DATA EXTRACT:
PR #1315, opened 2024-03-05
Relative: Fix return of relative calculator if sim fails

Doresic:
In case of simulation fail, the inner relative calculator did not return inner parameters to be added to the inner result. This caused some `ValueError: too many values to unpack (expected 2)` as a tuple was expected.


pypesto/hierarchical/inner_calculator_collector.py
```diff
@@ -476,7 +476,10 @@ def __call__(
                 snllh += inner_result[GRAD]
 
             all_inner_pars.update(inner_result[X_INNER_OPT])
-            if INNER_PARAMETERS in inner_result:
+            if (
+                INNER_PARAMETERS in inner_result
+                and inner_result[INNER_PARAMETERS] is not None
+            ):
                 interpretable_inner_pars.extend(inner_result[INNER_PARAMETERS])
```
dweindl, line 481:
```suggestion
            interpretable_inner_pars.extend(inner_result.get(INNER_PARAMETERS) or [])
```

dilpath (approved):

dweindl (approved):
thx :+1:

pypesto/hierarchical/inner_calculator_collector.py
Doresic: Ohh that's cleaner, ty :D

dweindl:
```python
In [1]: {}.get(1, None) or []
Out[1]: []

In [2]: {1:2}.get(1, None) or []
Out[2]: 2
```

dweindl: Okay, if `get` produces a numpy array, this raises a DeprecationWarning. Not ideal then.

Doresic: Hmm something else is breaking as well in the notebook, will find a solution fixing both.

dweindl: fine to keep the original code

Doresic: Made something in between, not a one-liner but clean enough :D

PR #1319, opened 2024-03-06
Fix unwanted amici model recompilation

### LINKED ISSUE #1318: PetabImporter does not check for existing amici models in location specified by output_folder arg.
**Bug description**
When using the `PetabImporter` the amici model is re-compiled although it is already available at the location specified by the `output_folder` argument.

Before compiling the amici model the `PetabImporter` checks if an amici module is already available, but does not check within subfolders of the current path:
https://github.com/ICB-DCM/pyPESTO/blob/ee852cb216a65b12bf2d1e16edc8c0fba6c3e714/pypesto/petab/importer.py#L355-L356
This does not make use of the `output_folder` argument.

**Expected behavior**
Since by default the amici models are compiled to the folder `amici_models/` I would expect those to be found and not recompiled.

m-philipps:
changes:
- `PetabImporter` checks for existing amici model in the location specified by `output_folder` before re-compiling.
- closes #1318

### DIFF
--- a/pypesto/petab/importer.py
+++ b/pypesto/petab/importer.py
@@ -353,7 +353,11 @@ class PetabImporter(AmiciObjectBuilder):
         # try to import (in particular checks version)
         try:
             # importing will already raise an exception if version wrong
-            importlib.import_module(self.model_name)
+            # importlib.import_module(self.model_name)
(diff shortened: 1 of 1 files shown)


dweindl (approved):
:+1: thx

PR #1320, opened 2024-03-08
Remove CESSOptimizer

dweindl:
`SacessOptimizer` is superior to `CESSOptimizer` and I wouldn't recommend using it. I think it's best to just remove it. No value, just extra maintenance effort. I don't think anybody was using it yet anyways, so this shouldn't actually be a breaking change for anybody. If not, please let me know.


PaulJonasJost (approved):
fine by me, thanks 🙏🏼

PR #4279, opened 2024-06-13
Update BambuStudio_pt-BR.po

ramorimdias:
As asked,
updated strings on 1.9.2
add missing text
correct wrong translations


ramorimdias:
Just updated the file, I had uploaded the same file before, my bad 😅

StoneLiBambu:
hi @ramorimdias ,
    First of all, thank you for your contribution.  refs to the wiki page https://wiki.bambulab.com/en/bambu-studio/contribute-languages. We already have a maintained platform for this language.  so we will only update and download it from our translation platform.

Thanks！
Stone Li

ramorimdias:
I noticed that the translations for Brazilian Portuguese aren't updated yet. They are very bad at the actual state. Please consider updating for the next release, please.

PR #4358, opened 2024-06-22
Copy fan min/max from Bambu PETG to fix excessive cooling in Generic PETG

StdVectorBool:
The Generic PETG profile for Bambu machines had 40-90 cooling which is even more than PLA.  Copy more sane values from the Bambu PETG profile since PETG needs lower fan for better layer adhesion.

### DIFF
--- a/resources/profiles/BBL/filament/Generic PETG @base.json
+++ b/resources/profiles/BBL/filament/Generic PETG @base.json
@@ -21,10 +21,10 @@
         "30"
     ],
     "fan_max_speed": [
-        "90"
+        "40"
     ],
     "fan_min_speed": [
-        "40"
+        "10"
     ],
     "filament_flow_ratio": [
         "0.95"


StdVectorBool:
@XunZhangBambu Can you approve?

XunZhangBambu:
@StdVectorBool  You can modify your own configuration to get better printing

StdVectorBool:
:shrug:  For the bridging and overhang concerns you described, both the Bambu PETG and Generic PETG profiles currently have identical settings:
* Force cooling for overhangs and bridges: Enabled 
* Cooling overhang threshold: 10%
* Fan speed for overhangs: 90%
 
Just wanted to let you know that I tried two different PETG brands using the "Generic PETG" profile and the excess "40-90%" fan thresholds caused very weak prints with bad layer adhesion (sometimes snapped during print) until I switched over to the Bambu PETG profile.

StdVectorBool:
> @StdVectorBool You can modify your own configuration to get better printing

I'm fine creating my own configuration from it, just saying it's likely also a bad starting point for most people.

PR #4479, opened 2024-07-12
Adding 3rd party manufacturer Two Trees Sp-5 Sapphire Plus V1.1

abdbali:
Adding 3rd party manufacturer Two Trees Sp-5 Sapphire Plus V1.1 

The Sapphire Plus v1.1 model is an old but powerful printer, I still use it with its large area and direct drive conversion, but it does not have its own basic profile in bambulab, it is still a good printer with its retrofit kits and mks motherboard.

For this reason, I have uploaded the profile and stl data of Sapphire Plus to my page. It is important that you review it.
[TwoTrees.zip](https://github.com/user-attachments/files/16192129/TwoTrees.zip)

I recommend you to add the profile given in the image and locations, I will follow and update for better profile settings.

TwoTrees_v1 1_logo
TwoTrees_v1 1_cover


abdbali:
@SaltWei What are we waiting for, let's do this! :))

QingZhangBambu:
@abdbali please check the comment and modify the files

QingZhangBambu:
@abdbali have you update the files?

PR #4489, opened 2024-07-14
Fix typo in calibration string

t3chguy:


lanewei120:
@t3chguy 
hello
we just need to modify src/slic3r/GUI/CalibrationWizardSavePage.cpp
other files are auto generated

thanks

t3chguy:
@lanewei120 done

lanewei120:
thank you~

TASK TO COMPLETE:
Copy the records word for word.

TASK OUTPUT:
PR #1315, opened 2024-03-05
Relative: Fix return of relative calculator if sim fails

Doresic:
In case of simulation fail, the inner relative calculator did not return inner parameters to be added to the inner result. This caused some `ValueError: too many values to unpack (expected 2)` as a tuple was expected.


pypesto/hierarchical/inner_calculator_collector.py
```diff
@@ -476,7 +476,10 @@ def __call__(
                 snllh += inner_result[GRAD]
 
             all_inner_pars.update(inner_result[X_INNER_OPT])
-            if INNER_PARAMETERS in inner_result:
+            if (
+                INNER_PARAMETERS in inner_result
+                and inner_result[INNER_PARAMETERS] is not None
+            ):
                 interpretable_inner_pars.extend(inner_result[INNER_PARAMETERS])
```
dweindl, line 481:
```suggestion
            interpretable_inner_pars.extend(inner_result.get(INNER_PARAMETERS) or [])
```

dilpath (approved):

dweindl (approved):
thx :+1:

pypesto/hierarchical/inner_calculator_collector.py
Doresic: Ohh that's cleaner, ty :D

dweindl:
```python
In [1]: {}.get(1, None) or []
Out[1]: []

In [2]: {1:2}.get(1, None) or []
Out[2]: 2
```

dweindl: Okay, if `get` produces a numpy array, this raises a DeprecationWarning. Not ideal then.

Doresic: Hmm something else is breaking as well in the notebook, will find a solution fixing both.

dweindl: fine to keep the original code

Doresic: Made something in between, not a one-liner but clean enough :D

PR #1319, opened 2024-03-06
Fix unwanted amici model recompilation

### LINKED ISSUE #1318: PetabImporter does not check for existing amici models in location specified by output_folder arg.
**Bug description**
When using the `PetabImporter` the amici model is re-compiled although it is already available at the location specified by the `output_folder` argument.

Before compiling the amici model the `PetabImporter` checks if an amici module is already available, but does not check within subfolders of the current path:
https://github.com/ICB-DCM/pyPESTO/blob/ee852cb216a65b12bf2d1e16edc8c0fba6c3e714/pypesto/petab/importer.py#L355-L356
This does not make use of the `output_folder` argument.

**Expected behavior**
Since by default the amici models are compiled to the folder `amici_models/` I would expect those to be found and not recompiled.

m-philipps:
changes:
- `PetabImporter` checks for existing amici model in the location specified by `output_folder` before re-compiling.
- closes #1318

### DIFF
--- a/pypesto/petab/importer.py
+++ b/pypesto/petab/importer.py
@@ -353,7 +353,11 @@ class PetabImporter(AmiciObjectBuilder):
         # try to import (in particular checks version)
         try:
             # importing will already raise an exception if version wrong
-            importlib.import_module(self.model_name)
+            # importlib.import_module(self.model_name)
(diff shortened: 1 of 1 files shown)


dweindl (approved):
:+1: thx

PR #1320, opened 2024-03-08
Remove CESSOptimizer

dweindl:
`SacessOptimizer` is superior to `CESSOptimizer` and I wouldn't recommend using it. I think it's best to just remove it. No value, just extra maintenance effort. I don't think anybody was using it yet anyways, so this shouldn't actually be a breaking change for anybody. If not, please let me know.


PaulJonasJost (approved):
fine by me, thanks 🙏🏼

PR #4279, opened 2024-06-13
Update BambuStudio_pt-BR.po

ramorimdias:
As asked,
updated strings on 1.9.2
add missing text
correct wrong translations


ramorimdias:
Just updated the file, I had uploaded the same file before, my bad 😅

StoneLiBambu:
hi @ramorimdias ,
    First of all, thank you for your contribution.  refs to the wiki page https://wiki.bambulab.com/en/bambu-studio/contribute-languages. We already have a maintained platform for this language.  so we will only update and download it from our translation platform.

Thanks！
Stone Li

ramorimdias:
I noticed that the translations for Brazilian Portuguese aren't updated yet. They are very bad at the actual state. Please consider updating for the next release, please.

PR #4358, opened 2024-06-22
Copy fan min/max from Bambu PETG to fix excessive cooling in Generic PETG

StdVectorBool:
The Generic PETG profile for Bambu machines had 40-90 cooling which is even more than PLA.  Copy more sane values from the Bambu PETG profile since PETG needs lower fan for better layer adhesion.

### DIFF
--- a/resources/profiles/BBL/filament/Generic PETG @base.json
+++ b/resources/profiles/BBL/filament/Generic PETG @base.json
@@ -21,10 +21,10 @@
         "30"
     ],
     "fan_max_speed": [
-        "90"
+        "40"
     ],
     "fan_min_speed": [
-        "40"
+        "10"
     ],
     "filament_flow_ratio": [
         "0.95"


StdVectorBool:
@XunZhangBambu Can you approve?

XunZhangBambu:
@StdVectorBool  You can modify your own configuration to get better printing

StdVectorBool:
:shrug:  For the bridging and overhang concerns you described, both the Bambu PETG and Generic PETG profiles currently have identical settings:
* Force cooling for overhangs and bridges: Enabled 
* Cooling overhang threshold: 10%
* Fan speed for overhangs: 90%
 
Just wanted to let you know that I tried two different PETG brands using the "Generic PETG" profile and the excess "40-90%" fan thresholds caused very weak prints with bad layer adhesion (sometimes snapped during print) until I switched over to the Bambu PETG profile.

StdVectorBool:
> @StdVectorBool You can modify your own configuration to get better printing

I'm fine creating my own configuration from it, just saying it's likely also a bad starting point for most people.

PR #4479, opened 2024-07-12
Adding 3rd party manufacturer Two Trees Sp-5 Sapphire Plus V1.1

abdbali:
Adding 3rd party manufacturer Two Trees Sp-5 Sapphire Plus V1.1 

The Sapphire Plus v1.1 model is an old but powerful printer, I still use it with its large area and direct drive conversion, but it does not have its own basic profile in bambulab, it is still a good printer with its retrofit kits and mks motherboard.

For this reason, I have uploaded the profile and stl data of Sapphire Plus to my page. It is important that you review it.
[TwoTrees.zip](https://github.com/user-attachments/files/16192129/TwoTrees.zip)

I recommend you to add the profile given in the image and locations, I will follow and update for better profile settings.

TwoTrees_v1 1_logo
TwoTrees_v1 1_cover


abdbali:
@SaltWei What are we waiting for, let's do this! :))

QingZhangBambu:
@abdbali please check the comment and modify the files

QingZhangBambu:
@abdbali have you update the files?

PR #4489, opened 2024-07-14
Fix typo in calibration string

t3chguy:


lanewei120:
@t3chguy 
hello
we just need to modify src/slic3r/GUI/CalibrationWizardSavePage.cpp
other files are auto generated

thanks

t3chguy:
@lanewei120 done

lanewei120:
thank you~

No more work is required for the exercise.